_MATERIAL SHOWN_:
PR #72, opened 2019-01-22
Links: Failing test for empty belongs_to

ziggurat:


richmolj:
Looks great, thanks! Minor, but could you make this `.update_attributes` instead of `.create`? https://github.com/graphiti-api/graphiti/blob/acb06fda1aa34a96d2ca86b0a141fd2d45444da4/spec/serialization_spec.rb#L1224

The reasoning is this way we're only updating the bit of information relevant to the test, instead of redefining the whole object and possibly getting an unexpected side effect

ziggurat:
Yes! My bad! Will change it as soon as I can.

ziggurat:
Changed!

richmolj:
Fixed in master!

_WORK INSTRUCTIONS_: Retype the data. Keep every word as it stands.

_ANSWER TO THIS TASK_:
PR #72, opened 2019-01-22
Links: Failing test for empty belongs_to

ziggurat:


richmolj:
Looks great, thanks! Minor, but could you make this `.update_attributes` instead of `.create`? https://github.com/graphiti-api/graphiti/blob/acb06fda1aa34a96d2ca86b0a141fd2d45444da4/spec/serialization_spec.rb#L1224

The reasoning is this way we're only updating the bit of information relevant to the test, instead of redefining the whole object and possibly getting an unexpected side effect

ziggurat:
Yes! My bad! Will change it as soon as I can.

ziggurat:
Changed!

richmolj:
Fixed in master!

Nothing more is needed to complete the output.